# BBK vs port & polish



## MadGoat04 (Feb 28, 2009)

Hey guys was wondering if the gains would be worth spending the extra $ for the BBK 85mm manifold and BBK 85mm throttle body over getting the stock manifold and tb ported and polished?


----------



## jpalamar (Jul 22, 2008)

Get your stock LS2 intake mani ported and save the money. Until your 500+ HP you won't really get anyting out of the TB except maybe more responsiveness.


----------



## MadGoat04 (Feb 28, 2009)

Got a 04 but I assume the same applies


----------



## GM4life (Mar 18, 2007)

Nope. The stock manifold is quite good.

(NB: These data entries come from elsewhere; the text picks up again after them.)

PR #131, opened 2022-01-27
dts: provide uart/usart/lpuart de pins

GeorgeCGV:
Updated generation script to provide de (Driver Enable) pin configurations.
The driver enable pin is used for RS-485 and IO-Link communications with the STM32 USART.

There is an ongoing https://github.com/zephyrproject-rtos/zephyr/pull/40907 (RS-485 API PR) and #131 is required to provide RS-484 STM32 implementation.

### DIFF
--- a/scripts/genpinctrl/stm32-pinctrl-config.yaml
+++ b/scripts/genpinctrl/stm32-pinctrl-config.yaml
@@ -219,6 +219,10 @@
   drive: open-drain
   bias: pull-up
 
+- name: UART_DE / USART_DE / LPUART_DE
+  match: "^(?:LP)?US?ART\\d+_DE$"
+  drive: push-pull
+
 - name: UART_TX / USART_TX / LPUART_TX
   match: "^(?:LP)?US?ART\\d+_TX$"
   bias: pull-up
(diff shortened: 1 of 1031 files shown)


scripts/genpinctrl/stm32-pinctrl-config.yaml
```diff
@@ -219,6 +219,10 @@
   drive: open-drain
   bias: pull-up
 
+- name: UART_DE / USART_DE / LPUART_DE
```
erwango, line 222: Would you mind adding the same for F1 template ?

erwango (changes requested):
Thanks for pushing this.
Would you mind:
- also update F1 series (has a dedicated template)
- provide messages in your commits

Thanks!

scripts/genpinctrl/stm32-pinctrl-config.yaml
GeorgeCGV: The F1 and F2 SoCs don't seem to support/have RS-485 configuration.

erwango (approved):

FRASTM (approved):

PR #519, opened 2025-02-06
Test evaluate_delete

albertvillanova:
Test evaluate_delete.

The evaluate_delete function was introduced in:
- #317


aymeric-roucher (approved):
Thank you @albertvillanova ! 🤗

PR #525, opened 2025-02-06
Add a simple Gradio UI for Open Deep Research

dceluis:
Hi,

This PR makes a few changes to get open deep researcher working smoothly with Gemini 2.0 Flash through LiteLLM, and sets up a basic Gradio demo to show it off.  I focused on Gemini 2.0 Flash specifically because it's a cheap way to experiment with the library. 

Here's a breakdown of what I did:

1.  Gemini 2.0 Flash has a couple of quirks that needed addressing:
    *  Empty user messages:  Gemini 2.0 Flash (unlike some other models) requires the user message to be present. I've changed the `planning_step` method in `src/smolagents/agents.py` to send the `initial_facts` prompt as a user message instead of a system message. This resolves an error where Gemini would complain about `contents` being empty.
    *  `litellm.add_function_to_prompt` set to True or False depending on the selected model. 
    * Empty Content: `model_output` because sometimes returns None, causing error. Returned early in this case.
    * used `getattr` To avoid errors when `last_input_token_count` is `None`

2.  Tool Calling Fixes: The changes make sure Litellm can create a valid tool calling request for Gemini, avoiding an empty parameters dict.

3.  Gradio Demo App:  I've included a simple Gradio application.

https://github.com/user-attachments/assets/781e0921-693d-4113-8aec-aeeab6506969

4. Managed Agent Prompt Changes: Prompt changes in `code_agent.yaml` and `toolcalling_agent.yaml` to improve accuracy when calling managed agents.

~Blocked by [this PR](https://github.com/BerriAI/litellm/pull/8335) on LiteLLM~

~But one can do:~

~`export LITELLM_LOCAL_MODEL_COST_MAP=True` and set the config locally.~

### DIFF
--- a/docs/source/en/conceptual_guides/intro_agents.md
+++ b/docs/source/en/conceptual_guides/intro_agents.md
@@ -68,7 +68,7 @@ If that deterministic workflow fits all queries, by all means just code everythi
 
 But what if the workflow can't be determined that well in advance? 
 
-For instance, a user wants to ask : `"I can come on Monday, but I forgot my passport so risk being delayed to Wednesday, is it possible to take me and my stuff to surf on Tuesday morning, with a cancellation insurance?"` This question hinges on many factors, and probably none of the predetermined criteria above will suffice for this request.
+For instance, a user wants to ask: `"I can come on Monday, but I forgot my passport so risk being delayed to Wednesday, is it possible to take me and my stuff to surf on Tuesday morning, with a cancellation insurance?"` This question hinges on many factors, and probably none of the predetermined criteria above will suffice for this request.
 
 If the pre-determined workflow falls short too often, that means you need more flexibility.
 
@@ -106,7 +106,7 @@ In a multi-step agent, at each step, the LLM can write an action, in the form of
 
 The reason for this simply that *we crafted our code languages specifically to be the best possible way to express actions performed by a computer*. If JSON snippets were a better expression, JSON would be the top programming language and programming would be hell on earth.
 
-The figure below, taken from [Executable Code Actions Elicit Better LLM Agents](https://huggingface.co/papers/2402.01030), illustrate some advantages of writing actions in code:
+The figure below, taken from [Executable Code Actions Elicit Better LLM Agents](https://huggingface.co/papers/2402.01030), illustrates some advantages of writing actions in code:
 
 <img src="https://huggingface.co/datasets/huggingface/documentation-images/resolve/main/transformers/code_vs_json_actions.png">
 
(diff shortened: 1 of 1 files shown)


src/smolagents/agents.py
```diff
@@ -455,7 +454,7 @@ def planning_step(self, task, is_first_step: bool, step: int) -> None:
         """
         if is_first_step:
             message_prompt_facts = {
-                "role": MessageRole.SYSTEM,
+                "role": MessageRole.USER,
```
sysradium, line 457: Won't this actually break other models?..

src/smolagents/models.py
```diff
@@ -686,6 +691,12 @@ def __call__(
     ) -> ChatMessage:
         import litellm
 
+        # IMPORTANT - Set this to TRUE to add the function to the prompt for Non OpenAI LLMs
+        if litellm.supports_function_calling(model=self.model_id) == True:
```
sysradium, line 695:
```py
if litellm.supports_function_calling(model=self.model_id):
```
Or
```py
if litellm.supports_function_calling(model=self.model_id) is True:
```
if you want to be very specific.

src/smolagents/agents.py
dceluis: OK I did some searching and it seems like there was a change recently that broke Gemini compatibility:

https://github.com/huggingface/smolagents/pull/502/files#diff-e03ffeb1ffdc0c18d4a29eaec2694a39de7c9ce98647a9dcf5fc372a61d4d40aL520

the above change makes the request to `model()` not include any USER , as it moves the task description to be a SYSTEM message. This change could have been made for a) increasing accuracy or b) simplyfing the prompting implementation. In any case, the case of models not supporting being sent a single system model was probably unknown and understadably overlooked. I can revert my change, the above change, or wait for instructions.

Regarding breaking compatibility, I know most (if not all) support being sent a single user message. The opposite is not true, as at least Gemini models do not yet support this

src/smolagents/models.py
dceluis: I'm new to this project so I'm not sure if some idioms are acceptable or not.

What do you think of:
`litellm.add_function_to_prompt = not litellm.supports_function_calling(model=self.model_id)`

dceluis:
Added a notice about `add_function_to_prompt`. Seems like the feature is [broken](https://github.com/BerriAI/litellm/issues/6829) in LiteLLM. 
It wasnt working before and its not working now, so its not a breaking change. But i submitted a [fix](https://github.com/BerriAI/litellm/pull/8379) upstream. #

PR #527, opened 2025-02-07
Fix build issues after refactor prompts

g-eoj:
My builds weren't working off of `main`, I think due to #502, these fixes address that.


aymeric-roucher (approved):

aymeric-roucher:
@albertvillanova check out these fixes as well, they might fix some of the issues you've seen!

PR #537, opened 2025-02-07
add self.logger = logger for e2b_executor

femto:
Hello, while trying e2b_executor example,
```
File "/Users/femtozheng/python-project/smolagents/src/smolagents/e2b_executor.py", line 48, in __init__

self.logger.log("Initializing E2B executor, hold on...")

^^^^^^^^^^^

AttributeError: 'E2BExecutor' object has no attribute 'logger'

python-BaseException
```
seemed pass in logger doesn't get set to self.logger,
so I added one.


albertvillanova (approved):
Thanks! This bug was introduced in:
- #484

There was no test to catch it!

PR #540, opened 2025-02-07
Test E2B Executor

albertvillanova:
Test E2B Executor.

See, we had previously introduced a bug in its instantiation without noticing it due to the lack of tests:
- #537


aymeric-roucher (approved):

aymeric-roucher:
Thank you @albertvillanova !

PR #545, opened 2025-02-07
feat: OpenAI-compatible server implementation

FriedScholvinck:
# OpenAI-Compatible Server Implementation

openwebui

## Motivation
This PR implements an OpenAI-compatible API endpoint for smolagents, allowing users to easily integrate their smolagents into any OpenAI-compatible (chat) interface (like OpenWebUI).

## Features
- Implements OpenAI-compatible API endpoints:
  - POST `/v1/chat/completions` - Create chat completion
  - GET `/v1/models` - List available models
- Supports both streaming and non-streaming responses
- Compatible with standard OpenAI client libraries
- Easy integration with existing OpenAI-based tools and UIs

## Usage Example
```python
from openai import OpenAI
    client = OpenAI(
    api_key="dummy", # any string works
    base_url="http://localhost:8000/v1"
)

response = client.chat.completions.create(
    model="default", # model name is ignored
    messages=[
        {"role": "user", "content": "What is 2+2?"}
    ],
    stream=True
)
for chunk in response:
    print(chunk.choices[0].delta.content or "", end="")
```
    
## Integration Example (OpenWebUI)
1. Start OpenWebUI (typically at http://localhost:3000)
2. Navigate to Admin Settings > Connections
3. Add a new OpenAI connection:
   - Base URL: http://host.docker.internal:8000/v1 (if using docker)
   - API key: any random string
4. Select your agent from the model dropdown


FriedScholvinck:
Thanks for the response! This is a very old idea of me, but is it still valid if I improve on the feedback?

VANDRANKI:
Yes, absolutely still valid - those are real structural issues worth fixing regardless of how old the PR is. The most important ones to address:

1. **Global `_agent_registry` and `app`** - moving these to instance-level on `AgentServer` is the highest-value change. The current module-level globals mean two `AgentServer` instances in the same process share state, which breaks multi-agent server setups.

2. **Missing `smolagents/server/cli.py`** - the entry point `smolagents-server` is registered in `pyproject.toml` but the module doesn't exist. This is a concrete bug that would cause an `ImportError` for anyone who installs and tries the CLI.

3. **Debug `print(tool_call.arguments)`** in the streaming loop - this should be removed before merge.

4. **Server deps in core `dependencies`** - `fastapi`, `uvicorn`, `sse-starlette`, `pydantic` should only be in the `server` optional extra, not pulled in by every `pip install smolagents`.

The auth/CORS documentation note is lower priority - a comment in the example is fine.

If you address those four, the PR would be in good shape.

PR #549, opened 2025-02-07
Fix multiagents docs

derekalia:
Drop reference to JsonAgent and replace with ToolCallingAgent.


albertvillanova (commented):
Thanks! 
Could you please make the same correction in the other doc languages: hi, zh?

albertvillanova (approved):
Thanks for the improvements!

PR #550, opened 2025-02-07
Improve E2B 

### LINKED ISSUE #392: Improve E2B Code Executor
The current E2B Code executor could be improved on several aspects:
- Enable running multi-agent workflows
- Reducing sandbox cold start by making a custom smolagents E2B sandbox
- Find a way to link E2B API Key with HF Token, so as to let users authenticate to E2B directly with their HF token.

keetrap:
### Description:
This PR introduces the ability to use template IDs 

 **Template ID for Faster Start-Up**:  
   Users can provide a **template ID** to reduce the slow start-up time of the E2B executor.

### DIFF
--- a/src/smolagents/remote_executors.py
+++ b/src/smolagents/remote_executors.py
@@ -22,7 +22,7 @@ import time
 from io import BytesIO
 from pathlib import Path
 from textwrap import dedent
-from typing import Any, Dict, List, Tuple
+from typing import Any, Dict, List, Optional, Tuple
 
 import requests
 from PIL import Image
@@ -91,7 +91,7 @@ locals().update(vars_dict)
 
 
 class E2BExecutor(RemotePythonExecutor):
-    def __init__(self, additional_imports: List[str], logger):
+    def __init__(self, additional_imports: List[str], logger, template: Optional[str] = None):
         super().__init__(additional_imports, logger)
         try:
             from e2b_code_interpreter import Sandbox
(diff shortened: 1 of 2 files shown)


src/smolagents/e2b_executor.py
```diff
@@ -47,11 +49,24 @@ def __init__(self, additional_imports: List[str], tools: List[Tool], logger):
             )
         self.logger = logger
         self.logger.log("Initializing E2B executor, hold on...")
+        if os.environ.get("E2B_API_KEY") is None:
+            logger.log("E2B_API_KEY is not set in environment variables. Attempting to fetch it from Hugging Face.")
+            try:
+                key = HfApi().whoami()["auth"]["accessToken"]["displayName"]
```
sysradium, line 55: Here an exception will be thrown if HF_API isn't set. Maybe a bit misleading?

keetrap: Fixed !!

aymeric-roucher:
Hello @keetrap, thank you for the proposition! We'll look at this after merging this big refacto: https://github.com/huggingface/smolagents/pull/733 of the E2B executor

keetrap:
@aymeric-roucher, since the Docker PR has been merged, I think I can now work on this PR. Are you okay with the changes introduced in this PR, especially regarding the API key? If so, I will apply the same change to the new code introduced in the Docker PR."

keetrap:
@aymeric-roucher Thanks.
I am setting the api_key of e2b as name of the hf key. 
Regarding the template should I raise a new pr

aymeric-roucher:
@keetrap I still don't get which operation you are trying to do by using thee HF key in there : why is it necessary or helpful ?

keetrap:
> @keetrap I still don't get which operation you are trying to do by using thee HF key in there : why is it necessary or helpful ?

As you mentioned in #392 about linking the E2B API key with the HF token. I came up with this solution, but I'm not entirely sure if it's the correct approach.

aymeric-roucher:
I see @keetrap : for now, since HF token does not work with E2B (we would need a partnership between companies, it won't work! So I think this feature can be kept for later. But the template feature should stay IMO!

albertvillanova:
Thanks for the contribution, @keetrap.

However this PR became superseded by
- #951

that I modified to now allow any kwargs to be passed to Sandbox.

And I would not spend the money on that high dollar BBK stuff. I got Performance Products 80mm TB and port matched my stock manifold so I would not have to use the spacer that comes with it that necks it back down to 75mm. It comes with the spacer just like the BBK one but is cheaper. You can have your stock TB ported and polished is is worth a few extra hp. I self ported mine w/dremal before I went with the 80mm and it felt alittle more responsive.


----------



## MadGoat04 (Feb 28, 2009)

Thanks for the replies I believe I am just going to port my stock tb


----------



## MadGoat04 (Feb 28, 2009)

Does anyone know of a good shop near Beaumont Tx that can do the porting for a good price as I dont trust myself with it.


----------



## svede1212 (Nov 1, 2005)

I'd get the BBK and keep the manifold. . .wait, I DID do that


----------



## 87GN06GTO07IRL (Aug 10, 2009)

Port the stock one. You'll get less heat soak since it's plastic.


----------